Cristine Delnevo, director of the Rutgers Center for Tobacco Studies and principal investigator of the rapid surveillance center, said that nothing like this has ever been attempted before now.

“No one has collected such comprehensive information, let alone organized and disseminated it rapidly,” she said in a press release. “We think it will provide the FDA with meaningful and timely data to inform their congressionally authorized regulation of the tobacco market.”

In addition to Delnevo, the rapid surveillance project will include seven other faculty members from the Center for Tobacco, which launched in 1999, as well as 13 co-investigators from Roswell Park Cancer Institute, East Carolina University, Stanford University, the University of Kentucky, Ohio State University, Columbia University and Westat Inc.

Pulling information from various data sources, researchers will:

  • Collect information from marketing company databases, tobacco-maker websites, social media and merchant outlets to spot new marketing strategies.
  • Analyze retail scanner data to track tobacco-product sales and spot trends involving new product characteristics such as innovative flavors or delivery mechanisms.
  • Triangulate responses from surveys of youth, young adults and adults who use tobacco and nicotine products to understand preferences and behaviors.
  • Synthesize data to identify meaningful trends early and provide the FDA with actionable information to improve its regulation of tobacco products.

 

Cristine Delnevo has been appointed to the FDA Tobacco Products Scientific Advisory Committee
Delnevo

Delnevo cited the rapid rise of e-cigarette use among young people, sparked by the popularity of JUUL, as an example of the type of real-time data and trend-spotting that this project can provide to regulators.

“The signals about JUUL’s popularity with youth were there as early as 2017, but without identifying early, meaningful signals and subsequently implementing nationally representative large surveys with appropriate measures, it took much longer to evaluate the problem,” Delnevo explained. “Successful rapid surveillance will facilitate a comprehensive understanding of the problem in a timely manner.”
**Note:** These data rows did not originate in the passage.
PR #98, opened 2021-08-11
Removed keyword argument "force" from logging.basicConfig.

### LINKED ISSUE #97: ValueError: Unrecognised argument(s): force
**Describe the bug**
ValueError when running Hello World Hunt using Python 3.6.9. Installed using pip install kestrel-lang.

**Details of the bug**
- What is the hunt flow/script you are executing?
Hello World Hunt from readme
- What is the command that failed?
```
$ kestrel helloworld.hf
```
- What is the error message?
```
$ kestrel helloworld.hf
  File "/usr/local/bin/kestrel", line 8, in <module>
    runpy.run_module('kestrel', run_name='__main__')
  File "/usr/lib/python3.6/runpy.py", line 208, in run_module
    return _run_code(code, {}, init_globals, run_name, mod_spec)
  File "/usr/lib/python3.6/runpy.py", line 85, in _run_code
    exec(code, run_globals)
  File "/usr/local/lib/python3.6/dist-packages/kestrel/__main__.py", line 49, in <module>
    logging_setup(None, args.verbose, args.debug)
  File "/usr/local/lib/python3.6/dist-packages/kestrel/__main__.py", line 33, in logging_setup
    force=True,
  File "/usr/lib/python3.6/logging/__init__.py", line 1829, in basicConfig
    raise ValueError('Unrecognised argument(s): %s' % keys)
ValueError: Unrecognised argument(s): force
```

**To Reproduce**
1. pip install --upgrade pip setuptools wheel
2. pip install kestrel-lang
3. kestrel helloworld.hf

**Expected behavior**
Output from hunt flow.

**Environment (please complete the following information):**
- OS: Ubuntu 18.04
- Python version: Python 3.6.9
- Python install environment: Python virtual environment
- STIX-Shifter version: 3.5.0

kinzhong:
This pull request fixes https://github.com/opencybersecurityalliance/kestrel-lang/issues/97.

### DIFF
--- a/src/kestrel/__main__.py
+++ b/src/kestrel/__main__.py
@@ -37,6 +37,7 @@ def logging_setup(session, verbose_mode, debug_mode):
         handlers=log_handlers,
     )
 
+
 if __name__ == "__main__":
 
     parser = argparse.ArgumentParser(description="Kestrel Interpreter")
--- a/src/kestrel/__main__.py
+++ b/src/kestrel/__main__.py
@@ -25,13 +25,17 @@ def logging_setup(session, verbose_mode, debug_mode):
         log_handlers = [log_console, log_file] if verbose_mode else [log_file]
     else:
         log_handlers = [log_console]
+    # remove existing handlers attached to root logger
+    root_logger = logging.getLogger()
+    for h in root_logger.handlers[:]:
+        root_logger.removeHandler(h)
+        h.close()
     logging.basicConfig(
         format=log_format,
         datefmt="%H:%M:%S",
         level=logging.DEBUG if debug_mode else logging.INFO,
         handlers=log_handlers,
     )
-
 
 if __name__ == "__main__":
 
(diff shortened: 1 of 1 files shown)


subbyte (commented):
Thanks for the PR, @kinzhong !

We need to do a little more than just removing the parameter. The function `logging_setup()` is called twice in `__main__.py` before and after the session starts with logging file created. The expected behavior is to output log to stdout/stderr before the creation of the logging file and then into the logging file (may plus the stdout/stderr depending on `verbose_mode`). However, the root logger created by `basicConfig` will not be completely replaced by the new one unless `force` is used. That is why I say we need to manually remove the root loggers such as stderr if we do not use `force=true` --- basically implement the functionality of `force` for `logging` (when the earlier versions does not have the parameter).

kinzhong:
I see. I have added that functionality. Please take a look @subbyte. Also, I apologize in advance if there are mistakes. It's my first time dealing with Python logging!

subbyte (changes requested):
Great! The last change needed is to black the code. Just `pip install black` and `black src` which should take care of the file you edited.

subbyte (approved):

PR #134, opened 2021-10-08
Execution tracking and diagram

raymundl:
Tracking all executions and their output variables, including failed attempts, which eventually visualizes [Hunt Flow](https://kestrel.readthedocs.io/en/latest/_images/huntflow.png).
It also tells the hunter the current state of hunting, by visualizing all variable versions, and how they are generated.
10  DISP
In  5  DISP

### DIFF
--- a/docs/language.rst
+++ b/docs/language.rst
@@ -723,12 +723,25 @@ Syntax
 ^^^^^^
 ::
 
-    aggr_var = GROUP varx BY attribute
+    aggr_var = GROUP varx BY attr1, attr2... [WITH aggr_fun(attr3) [AS alias], ...]
 
-- Currently, the command only supports aggregation by one attribute.
+- If no aggregation functions are specified, they will be chosen
+  automatically.  In that case, attributes of the returned entities
+  are decorated with a prefix ``unique_`` such as ``unique_pid``
+  instead of ``pid``.
 
-- Attributes of the returned entities are decorated with a prefix ``unique_``
-  such as ``unique_pid`` instead of ``pid``.
+- When aggregations are specified without ``alias``, aggregated
+  attributes will be prefixed with the aggregation function such as
+  ``min_first_observed``.
+
+- Support aggregation functions:
+
+  - ``MIN``: minimum value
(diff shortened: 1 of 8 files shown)


subbyte (commented):
Thanks much for this exciting PR that implements #140 towards #141, Raymund! Considering #141, let's think bigger and upgrade this PR.
1. Not overuse `DISP _` (`_` is a special variable in Kestrel named `default_variable`, which is defined in `config/kestrel.yaml` and always set to the last variable maintained in `session.py`).
2. Let's create a new command for this PR to implement #140 (later will be used in #141). Maybe `SUMMARIZE FLOW` for #140 and `SUMMARIZE HUNT` for #141? Your suggestion?
3. Let's use a more expressive name for `config/execution_tracking_diagram.txt`. Maybe `config/huntflow_diagram_template.html`?
4. Why do we need to hardcode the diagram template in `codegen/commands.py` again besides the loading from config folder?
5. When does a user need the new parameter `blockname` in `execution()` in `session.py`? How can a user provide it?
6. The variable dependency mining part in the new function `track_execution()` is already realized in `VarStruct.dep_vars` in `symboltable.py`. I planned `dep_vars` exactly for your PR :-) In other words, there is no need to set `track_execution = true/false` in `config/kestrel.toml`---variable dependency tracking is always enabled. Please make use of `VarStruct.dep_vars` and maybe we can move `track_execution()` largely from `session.py` to `codegen/commands.py` under the execution of the new `SUMMARIZE` command since the runtime can trace back the dependency graph linking VarStruct at any time---it is good to do it only once when the user execute `SUMMARIZE` to summarize the hunt flow.

raymundl:
1. Ok
2. The command names sound good to me, let me work on it
3. Ok
4. Good point. I added config later, and forgot I can get rid of inline version. Let me revise.
5. Currently needed only for IBM products, which use a "step name" as abstraction of the whole block of statements. I'm not sure if Jupyter users need it. Therefore it's default None.
6. Cool. Let me check out dep_vars and revise my PR.

PR #152, opened 2021-12-15
dollar sign display correction in Jupyter

subbyte:
fixed https://github.com/opencybersecurityalliance/kestrel-jupyter/issues/6


pcoccoli (approved):
I can't think of any negative effects.

PR #161, opened 2022-01-26
Feature 160 config merge

### LINKED ISSUE #116: Errors when kestrel.toml goes out-of-date
**Describe the bug**
Users can have a custom kestrel.toml with their own config.  When the code is updated to use new config values, the user gets errors like KeyError, etc.

**Details of the bug**
I pulled the latest code and ran pytest; most tests fail. 
I also ran `kestrel ...` with a test file and got this:
```
  File "/home/pcoccoli/.pyenv/versions/gh392/bin/kestrel", line 7, in <module>
    exec(compile(f.read(), __file__, 'exec'))
  File "/home/pcoccoli/github/kestrel-lang/bin/kestrel", line 8, in <module>
    runpy.run_module('kestrel', run_name='__main__')
  File "/home/pcoccoli/.pyenv/versions/3.9.2/lib/python3.9/runpy.py", line 213, in run_module
    return _run_code(code, {}, init_globals, run_name, mod_spec)
  File "/home/pcoccoli/.pyenv/versions/3.9.2/lib/python3.9/runpy.py", line 87, in _run_code
    exec(code, run_globals)
  File "/home/pcoccoli/github/kestrel-lang/src/kestrel/__main__.py", line 54, in <module>
    with Session(debug_mode=args.debug) as session:
  File "/home/pcoccoli/github/kestrel-lang/src/kestrel/session.py", line 179, in __init__
    if debug_mode or os.getenv(self.config["debug"]["env_var"], False)
KeyError: 'debug'
```
In this case, a new "debug" section was added between versions 1.1.0 and 1.1.1.

**Expected behavior**
Either kestrel just uses hardcoded defaults for config values missing from the TOML file, or an error explaining that the TOML file needs to be updated.

### LINKED ISSUE #160: Normalize configuration to YAML
Currently there are two configurations: main (TOML) and stix-shifter (YAML)

Todo:
- normalize them to YAML.
- reuse functions between them.
- write docs on configuration.

And due to the complexity that Python packages can be installed by OS package manager, e.g., `apt-get`, `dnf`, `pacman`, or can be installed by directly invoking `pip` by users in standard/virtualenv/conda environments, the configuration file will be written to different places.

Existing logic in v1.1.6 uses a list of possible config file places to load config files, and assign priorities of config files based on their position in the list (the later can override the former). This may cause an issue when the user does not remember which way he installed the package with different versions (different config files) and installed it twice using `dnf` and `pip` in a virtualenv.

To avoid confusion and make it easy to users to config. The following logic will be provided in this issue/PR:
1. default config is not in a file, but loaded from a Python module directly
2. only one folder is checked for user-defined config: `~/.config/kestrel/` to override default configs
3. docs will expose default config and needs to be updated when the default config changes

subbyte:
redo Kestrel config for both main Kestrel config and stix-shifter config/profiles and fix #160 
- YAML config for both, reusable functions
- default config not handled by pip, and fix #116
- enable stateful datasource interface config, and add `config` to interface API functions
- separate Kestrel and stix-shifter log level with env var `KESTREL_STIXSHIFTER_DEBUG`
- doc for Kestrel main config
- doc for stix-shifter interface config


pcoccoli (approved):
Looks good to me

PR #169, opened 2022-02-09
Python analytics interface

subbyte:


docs/debug.rst
```diff
@@ -0,0 +1,72 @@
...
+
+    .. code-block:: python
+
+        _logger.debug(something_you_want_to_log)
+
+#. Install your local Kestrel build:
+
+    .. code-block:: console
+
+        $ pip install .
```
pcoccoli: I recommend `pip install -e .` here

src/kestrel_datasource_stixshifter/interface.py
```diff
@@ -109,14 +114,26 @@
...
     except:
-        raise DataSourceError(
-            f'STIX shifter connector for "{connector_name}" is not installed',
-            "please install the corresponding STIX shifter connector Python package.",
+        package_name = "stix-shifter-modules-" + connector_name.replace("_", "-")
+        _logger.info(
+            f'installing missing stix-shifter connector "{connector_name}" '
+            f'with possible Python package "{package_name}"'
         )
+        subprocess.check_call([sys.executable, "-m", "pip", "install", package_name])
```
pcoccoli: I'm not convinced this is a good idea...

pcoccoli (approved):
Mostly looks good to me; I added a couple of comments.

src/kestrel_datasource_stixshifter/interface.py
subbyte: This is a usability vs. security balance. It makes using a stix-shifter connector much more convenient (I couldn't find the mapping between connector name to package, so as many users who may not know stix-shifter well), but open a new attack surface where attackers may upload their own stix-shifter modules to pypi.

subbyte: Will revert to the method of giving error and suggestions.

subbyte: Use PyPI to verify the stix-shifter connector package is genuine before install.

No one has collected such comprehensive information, let alone organized and disseminated it rapidly.
— Cristine Delnevo, director, Rutgers Center for Tobacco Studies

The bid from the Rutgers-led consortium, which beat out several competing proposals, touted not only its proposed surveillance methodology but also its deep expertise in tobacco surveillance across all categories of tobacco products and its history of spotting trends early.
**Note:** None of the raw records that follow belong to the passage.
PR #182, opened 2022-03-04
STIX bundle optimizations

pcoccoli:
1. Download and save bundle files to avoid multiple downloads
2. Pre-compile STIX pattern before matching

### DIFF
--- a/src/kestrel_datasource_stixbundle/interface.py
+++ b/src/kestrel_datasource_stixbundle/interface.py
@@ -1,7 +1,10 @@
 import json
+import logging
 import re
 import uuid
 import pathlib
+from datetime import datetime, timezone
+from dateutil import parser
 import requests
 
 from stix2matcher.matcher import match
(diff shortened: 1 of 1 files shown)


src/kestrel_datasource_stixbundle/interface.py
```diff
@@ -43,41 +48,78 @@ def query(uri, pattern, session_id=None, config=None):
...
         data_paths = data_paths.split(",")
         pattern = fixup_pattern(pattern)
+        compiled_pattern = Pattern(pattern)
 
         ingestdir = _make_query_dir(uri)
         bundles = []
         for i, data_path in enumerate(data_paths):
             data_path_striped = "".join(filter(str.isalnum, data_path))
-            ingestfile = ingestdir / f"{i}_{data_path_striped}.json"
+            bundlefile = ingestdir / f"{data_path_striped}.json"
```
subbyte, line 57: Each time `query()` is called, there should be a random `ingestdir`, which may make caching not friendly. Maybe we'd like to put all downloaded bundles not in `ingestdir/...` but at a fixed name dir, e.g., like `stixbundles` under the runtime dir. We may need to append the modified time to the file name explicitly (download time if that not exist) so the same name json from different sites will not collide.

pcoccoli: I think that's a further optimization that we could (and probably should) do, but I don't have time right now.

subbyte: I think my concern may not exist given we are using `uuid5()` to generate `ingestdir`. Please ignore it.

subbyte (approved):
smart idea to check caching with modified time. Looks good!

PR #183, opened 2022-03-07
Skip prefetch when it won't return anything new

pcoccoli:
Don't do prefetch for get when the STIX pattern in GET is "direct" (i.e. the return type is the only type used in the pattern) and the properties used are "ID" attributes.


subbyte (approved):
Looks good!

PR #199, opened 2022-04-15
Improve do_complete

pcoccoli:
- add unit tests for auto-completion
- update grammar to separate commands that yield a variable and those and that don't
- add some special case handling in do_complete

### DIFF
--- a/src/kestrel/session.py
+++ b/src/kestrel/session.py
@@ -368,7 +368,9 @@ class Session(AbstractContextManager):
             A list of suggested strings to complete the code.
         """
         prefix = code[:cursor_pos]
-        last_word = prefix.split(" ")[-1]
+        words = prefix.split(" ")
+        last_word = words[-1]
+        _logger.debug('code="%s" prefix="%s" last_word="%s"', code, prefix, last_word)
 
         if "START" in prefix or "STOP" in prefix:
             return self._get_complete_timestamp(last_word)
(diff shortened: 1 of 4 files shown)


src/kestrel/session.py
```diff
@@ -418,12 +431,23 @@ def do_complete(self, code, cursor_pos):
...
+                            tmp.extend(get_entity_types())
+                        else:
+                            tmp.extend(all_relations)
                     elif token == "REVERSED":
                         tmp.append("BY")
-                        varnames = self.get_variable_names()
-                        if last_word not in varnames:
+                        prev_word = words[-2] if len(words) >= 2 else ""
+                        _logger.debug("prev_word = %s", prev_word)
+                        if prev_word in all_relations:
```
subbyte, line 446: I think we can simplify `elif token == "REVERSED":` for only the case of `FIND`. We use keyword `"by"i` in `GROUP` and `SORT`, but not under `REVERSED`. I like the way we currently do the syntax, which differentiates generic `"by"i` from the special use of it as `REVERSED`. My guess is we do not need to handle those cases here.

subbyte (commented):
Timely upgrade! Just one place I don't fully get the logic. We may get it a little simpler there.

src/kestrel/session.py
pcoccoli: When `token == "REVERSED"` we don't know if it's a `FIND`, `GROUP`, or `SORT`.  That's why I look back to the previous word and check if it's a relation.

subbyte: I thought the parser will only suggest `REVERSED` in `FIND`, `"by"i` in `GROUP` and `SORT` are not under `REVERSED` in the Lark syntax.

pcoccoli: Surprisingly, that's not the case.  You can see that when running the test cases.

pcoccoli: For example, the test case `grps = GROUP conns ` hits the `REVERSED` case, even though we use the literal `"by"i` in the rule for `group`.

subbyte: Interesting. Just did a Lark test, and this looks like a Lark logic that tries to use a terminal if exist. Also found a possible fix to tell Lark to differentiate them. Let me have a quick try to simplify it.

Investigators from the Rutgers consortium have vast experience beyond just cigarettes with members including some of the world’s leading experts on cigars, e-cigarettes, nicotine pouches and other tobacco products that have grown in popularity.
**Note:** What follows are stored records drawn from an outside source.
PR #287, opened 2023-02-03
config batch size with max_result_window/pagesize and use lastsortval…

tingdai:
…ue to support pagination on large queries

### DIFF
--- a/src/kestrel_datasource_stixshifter/interface.py
+++ b/src/kestrel_datasource_stixshifter/interface.py
@@ -213,7 +213,10 @@ class StixShifterInterface(AbstractDataSourceInterface):
                     lastsortvalue = None
                     while has_remaining_results:
                         result_batch = transmission.results(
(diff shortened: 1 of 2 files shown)


src/kestrel_datasource_stixshifter/interface.py
```diff
@@ -206,19 +206,24 @@ def query(uri, pattern, session_id, config):
 
                     result_retrieval_offset = 0
                     has_remaining_results = True
+                    pagesize = transmission.get_pagesize()
```
subbyte: Shall we remove these two lines to minimize stix-shifter API change?

tingdai: Removed in bbb1bfebbb17e5e858c6b7791ea1659938fdd203

subbyte (approved):
Super clean! Cool!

“Every aspect of this market is constantly evolving,” Delnevo added. “The goal here is to shorten the time between identifying a signal and fully understanding it since these large data systems that FDA and CDC rely on are difficult to modify quickly to capture emerging tobacco products. Rapid tobacco surveillance will help FDA not only with appropriate enforcement and regulatory responses but will also help evaluate the impact of pending policy changes.”